*PROBLEM:* Each entry needs to be restated exactly as written.

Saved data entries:
◆ ◆ ◆ ◆ ◆ ◆ ◆
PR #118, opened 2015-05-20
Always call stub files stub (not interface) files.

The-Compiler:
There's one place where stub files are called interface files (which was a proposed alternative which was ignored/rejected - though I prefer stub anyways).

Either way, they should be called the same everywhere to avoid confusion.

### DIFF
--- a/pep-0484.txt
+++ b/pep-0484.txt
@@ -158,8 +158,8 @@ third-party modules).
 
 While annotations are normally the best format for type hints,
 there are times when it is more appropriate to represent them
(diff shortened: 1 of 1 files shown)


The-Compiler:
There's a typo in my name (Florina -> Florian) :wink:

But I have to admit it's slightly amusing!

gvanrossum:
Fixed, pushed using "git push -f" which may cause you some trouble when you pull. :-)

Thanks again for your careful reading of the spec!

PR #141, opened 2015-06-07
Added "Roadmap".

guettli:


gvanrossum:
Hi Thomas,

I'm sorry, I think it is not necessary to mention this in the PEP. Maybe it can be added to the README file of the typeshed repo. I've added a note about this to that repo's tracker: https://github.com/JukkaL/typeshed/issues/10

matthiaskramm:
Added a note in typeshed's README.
◆ ◆ ◆ ◆ ◆ ◆ ◆
*RESULT OF THE EXERCISE:*
PR #118, opened 2015-05-20
Always call stub files stub (not interface) files.

The-Compiler:
There's one place where stub files are called interface files (which was a proposed alternative which was ignored/rejected - though I prefer stub anyways).

Either way, they should be called the same everywhere to avoid confusion.

### DIFF
--- a/pep-0484.txt
+++ b/pep-0484.txt
@@ -158,8 +158,8 @@ third-party modules).
 
 While annotations are normally the best format for type hints,
 there are times when it is more appropriate to represent them
(diff shortened: 1 of 1 files shown)


The-Compiler:
There's a typo in my name (Florina -> Florian) :wink:

But I have to admit it's slightly amusing!

gvanrossum:
Fixed, pushed using "git push -f" which may cause you some trouble when you pull. :-)

Thanks again for your careful reading of the spec!

PR #141, opened 2015-06-07
Added "Roadmap".

guettli:


gvanrossum:
Hi Thomas,

I'm sorry, I think it is not necessary to mention this in the PEP. Maybe it can be added to the README file of the typeshed repo. I've added a note about this to that repo's tracker: https://github.com/JukkaL/typeshed/issues/10

matthiaskramm:
Added a note in typeshed's README.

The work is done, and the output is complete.